* _Task statement_
Starting at the first line of the entries below, output every line exactly, up to and including the line with "### LINKED ISSUE".

* _Supplied data_

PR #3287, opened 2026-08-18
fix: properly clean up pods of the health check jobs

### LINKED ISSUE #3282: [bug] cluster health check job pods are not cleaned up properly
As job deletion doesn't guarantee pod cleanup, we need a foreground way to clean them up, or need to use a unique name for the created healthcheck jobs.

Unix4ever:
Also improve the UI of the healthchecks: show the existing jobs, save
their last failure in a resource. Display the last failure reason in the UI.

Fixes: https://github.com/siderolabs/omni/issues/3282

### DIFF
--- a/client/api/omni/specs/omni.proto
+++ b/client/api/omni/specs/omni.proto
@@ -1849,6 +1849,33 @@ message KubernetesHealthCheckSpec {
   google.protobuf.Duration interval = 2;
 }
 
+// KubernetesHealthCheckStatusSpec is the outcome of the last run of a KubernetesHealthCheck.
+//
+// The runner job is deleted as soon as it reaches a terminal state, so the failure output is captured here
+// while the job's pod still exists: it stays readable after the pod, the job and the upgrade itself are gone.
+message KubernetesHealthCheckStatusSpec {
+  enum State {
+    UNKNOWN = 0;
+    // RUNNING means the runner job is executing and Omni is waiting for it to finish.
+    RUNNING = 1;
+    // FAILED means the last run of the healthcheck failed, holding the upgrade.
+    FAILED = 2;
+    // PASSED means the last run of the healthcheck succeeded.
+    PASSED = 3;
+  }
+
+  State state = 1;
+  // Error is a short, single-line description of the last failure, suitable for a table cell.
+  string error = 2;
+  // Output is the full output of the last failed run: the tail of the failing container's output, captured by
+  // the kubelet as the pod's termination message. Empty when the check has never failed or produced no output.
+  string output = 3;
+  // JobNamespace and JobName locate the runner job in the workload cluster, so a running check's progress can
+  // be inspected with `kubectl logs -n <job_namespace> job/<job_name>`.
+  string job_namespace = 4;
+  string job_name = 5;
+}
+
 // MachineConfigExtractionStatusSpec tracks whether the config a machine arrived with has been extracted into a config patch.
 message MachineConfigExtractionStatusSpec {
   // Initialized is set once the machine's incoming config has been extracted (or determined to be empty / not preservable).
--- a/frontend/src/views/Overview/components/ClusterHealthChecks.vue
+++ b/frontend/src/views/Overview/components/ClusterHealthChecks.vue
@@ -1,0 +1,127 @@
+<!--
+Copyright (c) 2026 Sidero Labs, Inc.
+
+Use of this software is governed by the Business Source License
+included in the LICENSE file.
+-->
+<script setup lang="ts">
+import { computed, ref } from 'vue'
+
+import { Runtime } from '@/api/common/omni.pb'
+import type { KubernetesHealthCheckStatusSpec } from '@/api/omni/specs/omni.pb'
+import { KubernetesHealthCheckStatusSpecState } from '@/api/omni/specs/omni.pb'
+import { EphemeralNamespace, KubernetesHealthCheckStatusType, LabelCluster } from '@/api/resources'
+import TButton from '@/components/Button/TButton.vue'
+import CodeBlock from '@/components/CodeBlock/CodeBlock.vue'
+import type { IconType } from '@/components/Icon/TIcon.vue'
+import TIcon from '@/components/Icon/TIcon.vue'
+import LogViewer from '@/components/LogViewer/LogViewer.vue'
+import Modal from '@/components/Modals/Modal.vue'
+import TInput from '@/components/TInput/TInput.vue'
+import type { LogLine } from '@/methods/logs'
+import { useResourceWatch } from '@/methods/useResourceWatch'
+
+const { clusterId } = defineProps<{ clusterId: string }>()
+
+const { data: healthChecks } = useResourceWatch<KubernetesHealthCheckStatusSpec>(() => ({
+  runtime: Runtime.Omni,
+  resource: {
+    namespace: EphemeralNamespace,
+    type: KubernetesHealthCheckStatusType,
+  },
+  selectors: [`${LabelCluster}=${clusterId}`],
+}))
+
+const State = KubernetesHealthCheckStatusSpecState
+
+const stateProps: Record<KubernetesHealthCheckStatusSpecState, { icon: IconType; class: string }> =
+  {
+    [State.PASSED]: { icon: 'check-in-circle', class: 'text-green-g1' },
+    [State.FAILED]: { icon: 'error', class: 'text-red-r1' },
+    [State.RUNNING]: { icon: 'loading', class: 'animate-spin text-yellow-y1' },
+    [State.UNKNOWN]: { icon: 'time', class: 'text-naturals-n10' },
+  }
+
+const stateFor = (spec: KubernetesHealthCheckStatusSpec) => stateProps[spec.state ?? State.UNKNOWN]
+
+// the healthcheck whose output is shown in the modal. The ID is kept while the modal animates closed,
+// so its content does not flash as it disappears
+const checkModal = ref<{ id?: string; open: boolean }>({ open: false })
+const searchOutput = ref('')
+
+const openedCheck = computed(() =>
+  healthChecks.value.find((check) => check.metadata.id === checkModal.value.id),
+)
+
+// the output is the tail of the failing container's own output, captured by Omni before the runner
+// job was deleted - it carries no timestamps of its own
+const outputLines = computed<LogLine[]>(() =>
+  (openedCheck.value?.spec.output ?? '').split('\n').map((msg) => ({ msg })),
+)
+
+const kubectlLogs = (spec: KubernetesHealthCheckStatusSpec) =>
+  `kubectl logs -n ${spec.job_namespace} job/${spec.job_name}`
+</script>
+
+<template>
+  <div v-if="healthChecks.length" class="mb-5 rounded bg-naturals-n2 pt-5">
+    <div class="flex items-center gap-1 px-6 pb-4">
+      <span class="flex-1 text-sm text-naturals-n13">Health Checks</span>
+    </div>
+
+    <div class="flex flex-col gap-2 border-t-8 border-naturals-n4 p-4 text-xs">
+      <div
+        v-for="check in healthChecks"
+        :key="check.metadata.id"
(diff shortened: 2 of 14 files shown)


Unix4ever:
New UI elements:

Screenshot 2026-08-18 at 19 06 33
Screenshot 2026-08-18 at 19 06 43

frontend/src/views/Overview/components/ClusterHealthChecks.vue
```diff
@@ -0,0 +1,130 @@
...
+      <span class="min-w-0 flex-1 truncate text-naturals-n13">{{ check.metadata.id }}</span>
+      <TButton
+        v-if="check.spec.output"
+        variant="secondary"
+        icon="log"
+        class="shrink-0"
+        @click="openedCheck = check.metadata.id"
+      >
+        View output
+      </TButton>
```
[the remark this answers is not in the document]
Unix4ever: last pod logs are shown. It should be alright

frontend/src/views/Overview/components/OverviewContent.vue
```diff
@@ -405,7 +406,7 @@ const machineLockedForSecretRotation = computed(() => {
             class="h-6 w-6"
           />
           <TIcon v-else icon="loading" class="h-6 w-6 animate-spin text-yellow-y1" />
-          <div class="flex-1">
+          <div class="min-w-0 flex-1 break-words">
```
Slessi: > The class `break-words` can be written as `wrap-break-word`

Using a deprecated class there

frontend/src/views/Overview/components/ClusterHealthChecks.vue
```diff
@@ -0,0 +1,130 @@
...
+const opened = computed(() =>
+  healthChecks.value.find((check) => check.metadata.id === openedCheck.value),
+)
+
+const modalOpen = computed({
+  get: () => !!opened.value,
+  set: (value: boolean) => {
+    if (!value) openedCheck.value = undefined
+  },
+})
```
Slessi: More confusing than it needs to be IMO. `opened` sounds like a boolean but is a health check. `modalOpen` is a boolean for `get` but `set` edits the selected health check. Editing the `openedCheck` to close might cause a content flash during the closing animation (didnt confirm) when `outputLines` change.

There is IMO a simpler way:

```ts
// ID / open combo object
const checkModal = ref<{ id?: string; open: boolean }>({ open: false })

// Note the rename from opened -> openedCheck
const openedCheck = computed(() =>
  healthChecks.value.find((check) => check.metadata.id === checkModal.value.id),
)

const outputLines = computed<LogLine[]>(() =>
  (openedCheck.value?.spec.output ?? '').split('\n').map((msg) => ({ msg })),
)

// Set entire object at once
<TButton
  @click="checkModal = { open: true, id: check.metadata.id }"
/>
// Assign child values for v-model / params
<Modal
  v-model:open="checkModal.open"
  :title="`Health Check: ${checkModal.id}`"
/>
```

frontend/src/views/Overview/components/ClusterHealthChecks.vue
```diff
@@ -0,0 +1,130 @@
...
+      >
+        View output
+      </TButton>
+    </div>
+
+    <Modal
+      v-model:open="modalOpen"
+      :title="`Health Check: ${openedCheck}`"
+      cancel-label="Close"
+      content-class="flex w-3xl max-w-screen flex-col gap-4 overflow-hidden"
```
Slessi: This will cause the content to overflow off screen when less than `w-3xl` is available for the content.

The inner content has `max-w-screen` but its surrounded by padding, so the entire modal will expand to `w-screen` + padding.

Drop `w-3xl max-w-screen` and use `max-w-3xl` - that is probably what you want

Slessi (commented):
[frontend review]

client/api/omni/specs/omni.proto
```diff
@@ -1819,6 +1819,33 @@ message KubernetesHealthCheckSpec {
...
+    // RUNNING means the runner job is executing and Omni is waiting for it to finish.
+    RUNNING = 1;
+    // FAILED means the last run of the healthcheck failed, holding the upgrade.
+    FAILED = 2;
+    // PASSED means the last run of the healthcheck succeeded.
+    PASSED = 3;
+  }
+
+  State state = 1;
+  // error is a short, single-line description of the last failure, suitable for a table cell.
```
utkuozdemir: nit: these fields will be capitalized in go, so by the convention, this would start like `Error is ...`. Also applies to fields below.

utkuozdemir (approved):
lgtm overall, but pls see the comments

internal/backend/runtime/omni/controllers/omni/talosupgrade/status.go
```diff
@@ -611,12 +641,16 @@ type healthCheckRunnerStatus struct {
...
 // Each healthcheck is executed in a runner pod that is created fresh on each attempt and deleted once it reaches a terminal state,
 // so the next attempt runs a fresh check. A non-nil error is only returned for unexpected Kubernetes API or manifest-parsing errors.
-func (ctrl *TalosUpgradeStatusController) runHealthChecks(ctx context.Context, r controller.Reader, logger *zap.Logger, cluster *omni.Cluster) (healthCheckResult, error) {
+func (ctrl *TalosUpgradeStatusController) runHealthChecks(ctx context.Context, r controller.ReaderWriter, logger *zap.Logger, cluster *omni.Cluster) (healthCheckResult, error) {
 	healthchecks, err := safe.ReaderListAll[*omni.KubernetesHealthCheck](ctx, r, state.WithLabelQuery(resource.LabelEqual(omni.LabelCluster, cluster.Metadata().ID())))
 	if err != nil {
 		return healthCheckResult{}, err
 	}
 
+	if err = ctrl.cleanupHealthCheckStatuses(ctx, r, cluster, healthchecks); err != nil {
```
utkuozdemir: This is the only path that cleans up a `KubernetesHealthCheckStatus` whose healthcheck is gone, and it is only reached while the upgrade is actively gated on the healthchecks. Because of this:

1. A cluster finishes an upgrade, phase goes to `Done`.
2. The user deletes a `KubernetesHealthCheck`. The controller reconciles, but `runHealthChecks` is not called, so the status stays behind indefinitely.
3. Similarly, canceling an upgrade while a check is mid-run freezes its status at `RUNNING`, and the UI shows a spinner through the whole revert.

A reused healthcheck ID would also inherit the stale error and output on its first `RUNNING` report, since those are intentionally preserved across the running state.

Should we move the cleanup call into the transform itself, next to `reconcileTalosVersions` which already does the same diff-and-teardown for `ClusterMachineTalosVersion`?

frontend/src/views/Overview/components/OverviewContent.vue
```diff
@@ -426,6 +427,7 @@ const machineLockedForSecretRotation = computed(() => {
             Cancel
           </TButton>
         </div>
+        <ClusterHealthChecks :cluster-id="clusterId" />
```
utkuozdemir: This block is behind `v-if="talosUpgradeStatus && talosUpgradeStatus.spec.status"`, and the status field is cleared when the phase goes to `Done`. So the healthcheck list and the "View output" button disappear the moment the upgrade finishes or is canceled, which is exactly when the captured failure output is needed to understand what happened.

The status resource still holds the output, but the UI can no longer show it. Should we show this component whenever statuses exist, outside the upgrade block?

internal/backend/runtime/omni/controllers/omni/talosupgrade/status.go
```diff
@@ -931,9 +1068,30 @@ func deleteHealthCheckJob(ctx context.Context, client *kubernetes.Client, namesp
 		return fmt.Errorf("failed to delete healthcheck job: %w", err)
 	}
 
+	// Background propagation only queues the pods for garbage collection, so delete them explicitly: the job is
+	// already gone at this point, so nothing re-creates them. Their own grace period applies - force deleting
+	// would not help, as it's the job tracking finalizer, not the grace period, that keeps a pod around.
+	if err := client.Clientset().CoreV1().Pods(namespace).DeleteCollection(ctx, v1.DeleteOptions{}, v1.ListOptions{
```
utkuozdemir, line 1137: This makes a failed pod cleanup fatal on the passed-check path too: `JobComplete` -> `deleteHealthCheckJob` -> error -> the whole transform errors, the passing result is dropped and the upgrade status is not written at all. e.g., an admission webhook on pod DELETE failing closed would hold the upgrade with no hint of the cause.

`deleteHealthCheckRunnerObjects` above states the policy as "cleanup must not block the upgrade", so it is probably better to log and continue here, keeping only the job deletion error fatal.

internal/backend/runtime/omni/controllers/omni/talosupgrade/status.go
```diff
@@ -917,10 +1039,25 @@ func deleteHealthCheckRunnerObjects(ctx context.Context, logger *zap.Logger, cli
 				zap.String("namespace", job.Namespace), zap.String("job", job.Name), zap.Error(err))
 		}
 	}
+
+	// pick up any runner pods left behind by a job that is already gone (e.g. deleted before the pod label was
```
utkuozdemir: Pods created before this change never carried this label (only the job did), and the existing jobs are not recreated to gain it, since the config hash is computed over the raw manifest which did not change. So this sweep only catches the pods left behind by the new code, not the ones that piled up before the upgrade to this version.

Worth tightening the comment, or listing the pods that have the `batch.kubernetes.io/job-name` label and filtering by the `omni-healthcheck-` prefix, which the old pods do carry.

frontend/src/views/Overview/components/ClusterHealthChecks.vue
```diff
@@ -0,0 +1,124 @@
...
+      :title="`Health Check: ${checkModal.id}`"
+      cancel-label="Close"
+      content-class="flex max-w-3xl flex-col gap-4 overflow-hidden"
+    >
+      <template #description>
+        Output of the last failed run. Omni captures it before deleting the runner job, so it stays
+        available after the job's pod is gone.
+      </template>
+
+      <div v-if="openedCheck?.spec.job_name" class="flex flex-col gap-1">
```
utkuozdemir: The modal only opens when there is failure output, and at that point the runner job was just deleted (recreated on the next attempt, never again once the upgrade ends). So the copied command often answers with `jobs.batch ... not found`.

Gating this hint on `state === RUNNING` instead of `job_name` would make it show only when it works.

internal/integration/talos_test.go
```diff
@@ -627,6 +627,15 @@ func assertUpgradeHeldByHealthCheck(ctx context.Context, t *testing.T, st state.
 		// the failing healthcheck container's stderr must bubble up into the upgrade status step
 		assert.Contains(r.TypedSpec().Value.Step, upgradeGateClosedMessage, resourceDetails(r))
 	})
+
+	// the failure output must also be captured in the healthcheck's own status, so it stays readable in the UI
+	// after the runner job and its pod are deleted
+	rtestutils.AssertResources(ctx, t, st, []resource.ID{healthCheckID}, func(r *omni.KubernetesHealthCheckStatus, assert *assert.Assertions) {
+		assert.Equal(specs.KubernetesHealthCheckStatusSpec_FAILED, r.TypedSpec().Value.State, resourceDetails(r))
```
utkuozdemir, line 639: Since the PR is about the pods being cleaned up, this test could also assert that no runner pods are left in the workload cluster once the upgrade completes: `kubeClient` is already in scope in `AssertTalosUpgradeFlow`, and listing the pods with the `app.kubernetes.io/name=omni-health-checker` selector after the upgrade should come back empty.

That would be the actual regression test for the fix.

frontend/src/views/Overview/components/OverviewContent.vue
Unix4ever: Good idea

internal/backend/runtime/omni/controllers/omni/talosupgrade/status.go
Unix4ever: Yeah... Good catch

* _Task result_
PR #3287, opened 2026-08-18
fix: properly clean up pods of the health check jobs

### LINKED ISSUE #3282: [bug] cluster health check job pods are not cleaned up properly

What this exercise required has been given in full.